Like SB 942, SB 1001 applies too broadly. Its trigger is communication with a person in California. Customer support tools, marketing campaigns, and civic outreach platforms used across the country inevitably reach California residents. Rather than create complex filters and logic to distinguish California users from everyone else, most organizations typically adopt one disclosure policy that applies across their entire user base. This means that California’s rule becomes the effective standard for users everywhere.
The compliance burdens are real. Firms must redesign communication systems, update training protocols for staff, and reconfigure outreach strategies to comply with California’s disclosure rules. The result is that organizations in other states, even those with no direct ties to California, are forced to adjust their national operations to accommodate a single state’s requirements. Once again, this is a situation where the absence of a federal baseline allows one state to shape interstate commerce in ways that ripple across the country.
Why Federal Action is Needed
California is a large and influential market. Its regulations are often adopted nationally, not because Congress or federal agencies have made a deliberate policy choice, but because firms cannot practically create separate compliance regimes for all markets. When that dynamic is applied to AI, the stakes are even higher. Artificial intelligence is a general purpose technology that is used in medicine, agriculture, education, national defense, and a host of other areas. It is not sustainable to have fifty different standards for AI provenance, disclosure, or communication rules.
The examples of SB 942 and SB 1001 underscore the risks. They show how a single state law can dictate product design, operational policies, and compliance costs far outside its borders. They demonstrate why the federal government must step in to provide clear national standards that preempt conflicting or duplicative state mandates. Federal leadership would allow companies to innovate with certainty, would protect consumers consistently, and would prevent the inefficiencies of a patchwork regulatory landscape.
Requested Federal Actions
The Department of Justice and the National Economic Council should recommend that federal agencies take up this challenge in a coordinated manner.
The Federal Trade Commission, working with the National Institute of Standards and Technology and the Department of Commerce, should establish a national baseline for AI provenance and disclosure. Such a baseline should preempt inconsistent state obligations so that providers can operate under one clear set of rules.
The FTC should also issue guidance making clear that compliance with the federal baseline is sufficient and that providers do not need to create separate policies for individual states.
The Department of Justice should prioritize enforcement in cases where state rules compel nationwide product redesigns or duplicate existing federal schemes.

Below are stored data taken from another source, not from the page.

PR #416, opened 2025-04-07
WiiWare Hash

LillyJadeKatrin:
See https://wiibrew.org/wiki/WAD_files for documentation on WAD file structure. Advice from Dolphin team was to hash the TMD and data portions of the WAD.

### DIFF
--- a/src/rhash/hash.c
+++ b/src/rhash/hash.c
@@ -1117,15 +1117,14 @@ static int rc_hash_gamecube(char hash[33], const rc_hash_iterator_t* iterator)
   return success == 0 ? 0 : rc_hash_finalize(iterator, &md5, hash);
 }
 
-static int rc_hash_wii(char hash[33], const rc_hash_iterator_t* iterator)
+static int rc_hash_wii_disc(md5_state_t* md5,
+                            const rc_hash_iterator_t* iterator,
+                            void* file_handle)
 {
   const uint32_t MAIN_HEADER_SIZE = 0x80;
   const uint64_t REGION_CODE_ADDRESS = 0x4E000;
   const uint32_t CLUSTER_SIZE = 0x7C00;
   const uint32_t MAX_CLUSTER_COUNT = 1024;
-
-  md5_state_t md5;
-  void* file_handle;
 
   uint32_t partition_info_table[8];
   uint8_t total_partition_count = 0;
@@ -1141,20 +1140,6 @@ static int rc_hash_wii(char hash[33], const rc_hash_iterator_t* iterator)
 
   uint32_t ix, jx, kx;
   uint8_t encrypted;
-
-  file_handle = rc_file_open(iterator, iterator->path);
-  if (!file_handle)
-    return rc_hash_iterator_error(iterator, "Could not open file");
-
-  md5_init(&md5);
-  /* Check Magic Word */
-  rc_file_seek(iterator, file_handle, 0x18, SEEK_SET);
-  rc_file_read(iterator, file_handle, quad_buffer, 4);
-  if (!(quad_buffer[0] == 0x5D && quad_buffer[1] == 0x1C && quad_buffer[2] == 0x9E && quad_buffer[3] == 0xA3))
-  {
-    rc_file_close(iterator, file_handle);
-    return rc_hash_iterator_error(iterator, "Not a Wii disc");
-  }
 
   /* Check encryption byte - if 0x61 is 0, disc is encrypted */
   rc_file_seek(iterator, file_handle, 0x61, SEEK_SET);
@@ -1173,12 +1158,12 @@ static int rc_hash_wii(char hash[33], const rc_hash_iterator_t* iterator)
 
   rc_hash_iterator_verbose_formatted(iterator, "Hashing %u byte main header for [%c%c%c%c%c%c]",
                                      MAIN_HEADER_SIZE, buffer[0], buffer[1], buffer[2], buffer[3], buffer[4], buffer[5]);
-  md5_append(&md5, buffer, MAIN_HEADER_SIZE);
+  md5_append(md5, buffer, MAIN_HEADER_SIZE);
 
   /* Hash region code */
   rc_file_seek(iterator, file_handle, REGION_CODE_ADDRESS, SEEK_SET);
   rc_file_read(iterator, file_handle, quad_buffer, 4);
-  md5_append(&md5, quad_buffer, 4);
+  md5_append(md5, quad_buffer, 4);
 
   /* Scan partition table */
   rc_file_seek(iterator, file_handle, 0x40000, SEEK_SET);
@@ -1230,7 +1215,7 @@ static int rc_hash_wii(char hash[33], const rc_hash_iterator_t* iterator)
     rc_file_read(iterator, file_handle, buffer, tmd_size);
     rc_hash_iterator_verbose_formatted(iterator, "Hashing %u byte title metadata (partition type %u)",
                                        tmd_size, partition_table[jx + 1]);
-    md5_append(&md5, buffer, tmd_size);
+    md5_append(md5, buffer, tmd_size);
 
     /* Hash partition */
     rc_file_seek(iterator, file_handle, ((uint64_t)partition_table[jx] << 2) + 0x2B8, SEEK_SET);
@@ -1251,12 +1236,12 @@ static int rc_hash_wii(char hash[33], const rc_hash_iterator_t* iterator)
       {
         rc_file_seek(iterator, file_handle, part_offset + (ix * 0x8000) + 0x400, SEEK_SET);
         rc_file_read(iterator, file_handle, buffer, CLUSTER_SIZE);
-        md5_append(&md5, buffer, CLUSTER_SIZE);
+        md5_append(md5, buffer, CLUSTER_SIZE);
       }
     }
     else /* Decrypted */
     {
-      if (rc_hash_nintendo_disc_partition(&md5, iterator, file_handle, part_offset, 2) == 0)
+      if (rc_hash_nintendo_disc_partition(md5, iterator, file_handle, part_offset, 2) == 0)
       {
         free(partition_table);
         free(buffer);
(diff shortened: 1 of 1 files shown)


src/rhash/hash.c
```diff
@@ -1223,6 +1223,51 @@ static int rc_hash_wii(md5_state_t* md5,
...
+  uint8_t quad_buffer[4];
+  uint8_t* buffer;
+
+  /* GetApploaderSize */
+  rc_file_seek(iterator, file_handle, 0x08, SEEK_SET);
+  rc_file_read(iterator, file_handle, quad_buffer, 4);
+  cert_chain_size =
+    ((uint32_t)quad_buffer[0] << 24) | (quad_buffer[1] << 16) | (quad_buffer[2] << 8) | quad_buffer[3];
+  /* Round up to nearest 0x40 */
+  cert_chain_size = ((cert_chain_size - 1) / 0x40 + 1) * 0x40;
```
Jamiras, line 1242: This can be done more efficiently:
```
cert_chain_size = (cert_chain_size + 0x3F) & ~0x3F;
```

src/rhash/hash.c
```diff
@@ -1223,6 +1223,51 @@ static int rc_hash_wii(md5_state_t* md5,
...
+  tmd_size =
+    ((uint32_t)quad_buffer[0] << 24) | (quad_buffer[1] << 16) | (quad_buffer[2] << 8) | quad_buffer[3];
+  tmd_size = ((tmd_size - 1) / 0x40 + 1) * 0x40;
+  rc_file_read(iterator, file_handle, quad_buffer, 4);
+  data_size =
+    ((uint32_t)quad_buffer[0] << 24) | (quad_buffer[1] << 16) | (quad_buffer[2] << 8) | quad_buffer[3];
+  data_size = ((data_size - 1) / 0x40 + 1) * 0x40;
+
+  tmd_start_addr = 0x20 + cert_chain_size + ticket_size;
+  hash_size = tmd_size + data_size;
```
Jamiras, line 1258: recommend having an upper limit here in case something that looks like a WiiWare file gets through and the sizes are garbage.
```
if (hash_size > MAX_BUFFER_SIZE)
    hash_size = MAX_BUFFER_SIZE;
```

src/rhash/hash.c
```diff
@@ -1250,7 +1295,16 @@ static int rc_hash_nintendo_disc(char hash[33], const rc_hash_iterator_t* iterat
...
+      /* Check WiiWare */
+      rc_file_seek(iterator, file_handle, 0x04, SEEK_SET);
+      rc_file_read(iterator, file_handle, quad_buffer, 2);
+      if (quad_buffer[0] == 'I' && quad_buffer[1] == 's')
+      {
+        success = rc_hash_wiiware(&md5, iterator, file_handle);
+      }
+      else {
+        success = rc_hash_iterator_error(iterator, "Not a supported Nintendo disc");
+      }
```
Jamiras, line 1307: make sure to add an entry for `wad` files in the `rc_hash_iterator_ext_handlers` table.

src/rhash/hash.c
```diff
@@ -1250,7 +1295,16 @@ static int rc_hash_nintendo_disc(char hash[33], const rc_hash_iterator_t* iterat
     {
       success = rc_hash_wii(&md5, iterator, file_handle);
     } else {
-      success = rc_hash_iterator_error(iterator, "Not a supported Nintendo disc");
+      /* Check WiiWare */
+      rc_file_seek(iterator, file_handle, 0x04, SEEK_SET);
+      rc_file_read(iterator, file_handle, quad_buffer, 2);
+      if (quad_buffer[0] == 'I' && quad_buffer[1] == 's')
```
Jamiras, line 1301: Consider also validating buffer[2] and [3], which I believe both should be 0x00 per the linked document. This will reduce the likelihood of false positives.

src/rhash/hash.c
```diff
@@ -1223,6 +1223,51 @@ static int rc_hash_wii(md5_state_t* md5,
...
+    ((uint32_t)quad_buffer[0] << 24) | (quad_buffer[1] << 16) | (quad_buffer[2] << 8) | quad_buffer[3];
+  ticket_size = ((ticket_size - 1) / 0x40 + 1) * 0x40;
+  rc_file_read(iterator, file_handle, quad_buffer, 4);
+  tmd_size =
+    ((uint32_t)quad_buffer[0] << 24) | (quad_buffer[1] << 16) | (quad_buffer[2] << 8) | quad_buffer[3];
+  tmd_size = ((tmd_size - 1) / 0x40 + 1) * 0x40;
+  rc_file_read(iterator, file_handle, quad_buffer, 4);
+  data_size =
+    ((uint32_t)quad_buffer[0] << 24) | (quad_buffer[1] << 16) | (quad_buffer[2] << 8) | quad_buffer[3];
+  data_size = ((data_size - 1) / 0x40 + 1) * 0x40;
```
Jamiras, line 1255: I understand that sections are aligned to 0x40 addresses, but is the padding between the actual data_size and the next 0x40 boundary guaranteed to be the same in all dumps? Should we just hash `tmd_size` bytes, then advance to the next boundary and hash `data_size` bytes?

Jamiras (commented):
An important thing to check for any new hash algorithm is consistency. Since you didn't provide any hashes that you generated, here's some that I generated:
| title | hash |
| ---- | ---- |
| Adventure Island - The Beginning (USA) | 5e22f89a0a3d8a3ae03da23aac4fa93a |
| Cave Story (USA) (v258) | 96b8225d690f6b2d93ec48a53d4abac6 |
| Mega Man 9 (USA) | 4495a201b6e9e6ac964e7e10fde5b0b2 |
| Tales of Monkey Island - Chapter 1 | 8ae653c9efb761e69765c06b16a3e5c9 |

LillyJadeKatrin:
> An important thing to check for any new hash algorithm is consistency. Since you didn't provide any hashes that you generated, here's some that I generated:
> 
> title	hash
> Adventure Island - The Beginning (USA)	5e22f89a0a3d8a3ae03da23aac4fa93a
> Cave Story (USA) (v258)	96b8225d690f6b2d93ec48a53d4abac6
> Mega Man 9 (USA)	4495a201b6e9e6ac964e7e10fde5b0b2
> Tales of Monkey Island - Chapter 1	8ae653c9efb761e69765c06b16a3e5c9

I actually did but none of these - they're on a second tab in the excel file I used for the Wii hashes. https://docs.google.com/spreadsheets/d/1tiqr2qXQ6Ovshq28Pqr97j98ulgwFpr_Dt6WFf3E3PM/edit?usp=drivesdk

src/rhash/hash.c
LillyJadeKatrin: Question has been posed to a Dolphin developer with more experience.

src/rhash/hash.c
```diff
@@ -1223,6 +1223,53 @@ static int rc_hash_wii(md5_state_t* md5,
...
+                           const rc_hash_iterator_t* iterator,
+                           void* file_handle)
+{
+  uint32_t cert_chain_size, ticket_size, tmd_size, data_size;
+  uint32_t tmd_start_addr, hash_size;
+
+  uint8_t quad_buffer[4];
+  uint8_t* buffer;
+
+  /* GetApploaderSize */
```
JosJuice, line 1236: This is reading the certificate chain size, not the apploader size.

src/rhash/hash.c
```diff
@@ -1223,6 +1223,53 @@ static int rc_hash_wii(md5_state_t* md5,
...
+  rc_file_seek(iterator, file_handle, 0x08, SEEK_SET);
+  rc_file_read(iterator, file_handle, quad_buffer, 4);
+  cert_chain_size =
+    ((uint32_t)quad_buffer[0] << 24) | (quad_buffer[1] << 16) | (quad_buffer[2] << 8) | quad_buffer[3];
```
JosJuice, line 1240: The cast to `uint32_t` is redundant (if you don't support `sizeof(int) < 4`), or you need to cast to `uint32_t` before doing `<< 16` (if you do support `sizeof(int) < 4`). Same below.

src/rhash/hash.c
JosJuice: I'm not sure if the padding is always the same. I would recommend skipping the padding to be on the safe side, but this will make things a bit more complicated for you, because:
* For the content data, you should skip not only the padding after the last content, but the padding between each content.
* Because the content data is encrypted, the size to hash for each content should be rounded up to the size of an AES block.

src/rhash/hash.c
```diff
@@ -1250,7 +1297,16 @@ static int rc_hash_nintendo_disc(char hash[33], const rc_hash_iterator_t* iterat
...
     } else {
-      success = rc_hash_iterator_error(iterator, "Not a supported Nintendo disc");
+      /* Check WiiWare */
+      rc_file_seek(iterator, file_handle, 0x04, SEEK_SET);
+      rc_file_read(iterator, file_handle, quad_buffer, 4);
+      if (quad_buffer[0] == 'I' && quad_buffer[1] == 's' && quad_buffer[2] == 0x00 && quad_buffer[3] == 0x00)
+      {
+        success = rc_hash_wiiware(&md5, iterator, file_handle);
+      }
+      else {
```
JosJuice, line 1307: Inconsistent brace style.

src/rhash/hash.c
```diff
@@ -1223,41 +1270,93 @@ static int rc_hash_wii(md5_state_t* md5,
...
-    } else {
-      success = rc_hash_iterator_error(iterator, "Not a supported Nintendo disc");
+      content_size <<= 8;
+      content_size += oct_buffer[jx];
     }
+    content_size = (content_size + 0x0F) & ~0x0F;
+    if (content_size > MAX_BUFFER_SIZE)
+      content_size = MAX_BUFFER_SIZE;
+    /* Hash content */
+    buffer = (uint8_t*)malloc(tmd_size);
```
JosJuice, line 1349:
```suggestion
    buffer = (uint8_t*)malloc(content_size);
```

include/rc_consoles.h
```diff
@@ -94,6 +94,7 @@ enum {
   RC_CONSOLE_TI83 = 79,
   RC_CONSOLE_UZEBOX = 80,
   RC_CONSOLE_FAMICOM_DISK_SYSTEM = 81,
+  RC_CONSOLE_WIIWARE = 82,
```
Jamiras, line 97: I don't think this deserves a separate console id. WiiWare is just a different way to distribute games for Wii, just like [DSIWare](https://retroachievements.org/hub/20698) is for DSi.

Or disk vs cartridge for something like the Commodore 64 or MSX.

src/rhash/hash.c
```diff
@@ -1205,59 +1251,113 @@ static int rc_hash_wii(md5_state_t* md5,
...
-    rc_file_read(iterator, file_handle, quad_buffer, 4);
-    if (quad_buffer[0] == 0x5D && quad_buffer[1] == 0x1C && quad_buffer[2] == 0x9E && quad_buffer[3] == 0xA3)
+    rc_file_close(iterator, file_handle);
+    return rc_hash_iterator_error(iterator, "Not a supported WiiWare wad");
+  }
+
+  rc_file_seek(iterator, file_handle, 0x08, SEEK_SET);
+  rc_file_read(iterator, file_handle, quad_buffer, 4);
+  cert_chain_size =
+    ((uint32_t)quad_buffer[0] << 24) | ((uint32_t)quad_buffer[1] << 16) | ((uint32_t)quad_buffer[2] << 8) | (uint32_t)quad_buffer[3];
```
Jamiras, line 1304: I thought we were going to remove the explicit casts, not add more of them.

src/rhash/hash.c
```diff
@@ -1205,59 +1251,113 @@ static int rc_hash_wii(md5_state_t* md5,
...
+    content_size = 0;
+    for (jx = 0; jx < 8; jx++)
     {
-      success = rc_hash_wii(&md5, iterator, file_handle);
-    } else {
-      success = rc_hash_iterator_error(iterator, "Not a supported Nintendo disc");
+      content_size <<= 8;
+      content_size += oct_buffer[jx];
     }
+    content_size = (content_size + 0x0F) & ~0x0F;
```
Jamiras, line 1346: Force pushing makes it very hard to look at changes since I last reviewed.

I thought we were going to get rid of the padding adjustment, not change it from 0x3F to 0x0F.

src/rhash/hash.c
```diff
@@ -1205,59 +1251,113 @@ static int rc_hash_wii(md5_state_t* md5,
...
+    rc_file_seek(iterator, file_handle, (uint64_t)tmd_start_addr + 0x1e4 + 8 + ix * 0x20, SEEK_SET);
+    rc_file_read(iterator, file_handle, oct_buffer, 8);
+    content_size = 0;
+    for (jx = 0; jx < 8; jx++)
     {
-      success = rc_hash_wii(&md5, iterator, file_handle);
-    } else {
-      success = rc_hash_iterator_error(iterator, "Not a supported Nintendo disc");
+      content_size <<= 8;
+      content_size += oct_buffer[jx];
```
Jamiras, line 1344: `content_size` is a `uint32_t`, and won't hold four bytes of shifted data.

Also, why build it with a loop instead of the shifting+or logic used for `tmd_size` (and others)?

Since we're limiting the buffer size to 64MB, you really just need to check if the upper 4 bytes are non-zero and force the maximum size. None of my test files event hit the 64MB limit, are there really wad files bigger than 4GB?

src/rhash/hash.c
```diff
@@ -1205,59 +1251,113 @@ static int rc_hash_wii(md5_state_t* md5,
...
+    content_size = (content_size + 0x0F) & ~0x0F;
+    if (content_size > MAX_BUFFER_SIZE)
+      content_size = MAX_BUFFER_SIZE;
+    /* Hash content */
+    buffer = (uint8_t*)malloc(content_size);
+    rc_file_seek(iterator, file_handle, content_addr, SEEK_SET);
+    rc_file_read(iterator, file_handle, buffer, content_size);
+    md5_append(&md5, buffer, content_size);
+    content_addr += content_size;
+    content_addr = (content_addr + 0x3F) & ~0x3F;
```
Jamiras, line 1355: Minor detail: You're applying a ceiling to the address, not the content size. If the address was not already aligned to an 0x40 boundary, this will introduce an unintended drift.

src/rhash/hash.c
LillyJadeKatrin: This one in particular is aligned to the nearest 0x10 on direction from Jos pertaining to the individual content files, my understanding of what they told me was that each file aligns to 0x10 and the entire section aligns to 0x40 in total.

JosJuice: Each content is aligned to 0x40, but I suggested that the padding shouldn't be hashed in its entirety up to the 0x40 mark, only to the 0x10 mark (the size of an AES block).

src/rhash/hash.c
JosJuice: All addresses in WAD files are aligned to 0x40. If `content_addr` were to somehow become not aligned to 0x40 (which shouldn't be possible the way the code is written), then keeping it misaligned seems like the worse option to me.

src/rhash/hash.c
LillyJadeKatrin: > Also, why build it with a loop instead of the shifting+or logic used for `tmd_size` (and others)?
Because I didn't want to do that for an eight-byte value, honestly. I did a search for wad file sizes and I found that both Dragon Quest X and Rock Band had DLC wads exceeding 4GB but neither of those would be hashed this way even without the 64MB limit.

src/rhash/hash.c
Jamiras: This probably deserves a comment:
```
/* Padding between content should be ignored. But because the content data is encrypted, the size to hash for each content should be rounded up to the size of an AES block (16 bytes). */
```
Similarly, the `/* Round up to nearest 0x40 */` comment should be expanded:
```
/* Each content is individually aligned to a 0x40-byte boundary. */
```

src/rhash/hash.c
```diff
@@ -1223,7 +1255,83 @@ static int rc_hash_wii(md5_state_t* md5,
...
+    else
+    {
+      content_size = MAX_BUFFER_SIZE;
+    }
+    /* Hash content */
+    buffer = (uint8_t*)malloc(content_size);
+    rc_file_seek(iterator, file_handle, content_addr, SEEK_SET);
+    rc_file_read(iterator, file_handle, buffer, content_size);
+    md5_append(md5, buffer, content_size);
+    content_addr += content_size;
```
Jamiras, line 1326: You'll want to store the original `content_size` somewhere. If it happens to be greater than `MAX_BUFFER_SIZE`, you'll only advance by `MAX_BUFFER_SIZE`.

Jamiras:
None of my hashes match your document. Has it been updated since we changed the padding logic?
```
afd0763c3fd3cd43b13fe88bda01b12f        Adventure Island - The Beginning (USA) (WiiWare).wad
05b1168a16ca1c5980ecb2bc82b065a1        Cave Story (USA) (v258) (WiiWare).wad
08aaef52405f06651fc3150e4ce8413b        Mega Man 9 (USA) (WiiWare).wad
b8d0b09059e6c12476fe7ade779c8a31        Phoenix Wright - Ace Attorney (USA) (WiiWare).wad
7bede236b53452a8718a057ae849f4ee        Sonic the Hedgehog 4 - Episode I (USA) (WiiWare).wad
2851f77e1b967bd5a96849870452479f        Tales of Monkey Island - Chapter 1 - Launch of the Screaming Narwhal (USA) (WiiWare).wad
92d6d1b11cfdeb718b634205b3f2c061        UNO (USA) (WiiWare).wad
```

LillyJadeKatrin:
Huh. No, I hadn't, but I was evidently generating them differently from you.

I have a local branch of Dolphin that, in theory, is set up to be rebased on top of a submodule update so that WiiWare games can be supported, and I was getting my hashes from the resulting Dolphin logs. However, when I take the time to update RAHasher properly with this algorithm, I get different hashes.

I've updated the doc with the hashes I get from RAHasher instead, and the three WADs we have in common do match this way. I'll investigate what I might have done with Dolphin that's causing it to hash differently than RAHasher, but that's a different repo entirely.

LillyJadeKatrin:
Found some odd behavior in the hash algorithm that seems to be making it think files are much bigger than they are. Drafting this until I nail it down.

LillyJadeKatrin:
Found an error in the algorithm, fixed it, now I get the same hashes when I include this in RAHasher and in Dolphin, the hash document has been updated with the new hashes.

Jamiras:
My hashes:
```
89ea4766f5d79f67981d225595e0ceca        Adventure Island - The Beginning (USA) (WiiWare).wad
e7ad0e731d0c933a9ee814fc34a8b48a        Cave Story (USA) (v258) (WiiWare).wad
088a541ccdc2d906d6b432cfca7a7959        Mega Man 9 (USA) (WiiWare).wad
28938c0b385c0db9c559fe4affdb9e6a        Phoenix Wright - Ace Attorney (USA) (WiiWare).wad
e0a92032201ad646713d5d7f4abc2099        Sonic the Hedgehog 4 - Episode I (USA) (WiiWare).wad
a169143caf19fd6c2c24b06b4ba0e0b1        Tales of Monkey Island - Chapter 1 - Launch of the Screaming Narwhal (USA) (WiiWare).wad
ddbc71da3f48c51c1f3450d68f8b0440        UNO (USA) (WiiWare).wad
```
The three that are in your document match mine.

Jamiras (approved):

The Office of Management and Budget should encourage federal agencies to align procurement contracts with the federal baseline to prevent vendors from being forced to build state-specific versions for federal work.
Conclusion
California’s SB 942 and SB 1001 show how a single state can, through the size of its market and the reach of its companies, impose costs and compliance burdens that travel well beyond its borders. Federal action is necessary to restore clarity and balance. Establishing a national baseline would lower duplicative costs, ensure consistent safeguards, and preserve America’s ability to lead in the development and deployment of artificial intelligence.
Alliance for the Future appreciates the opportunity to provide these comments and stands ready to provide additional information as the Department of Justice and the National Economic Council consider next steps.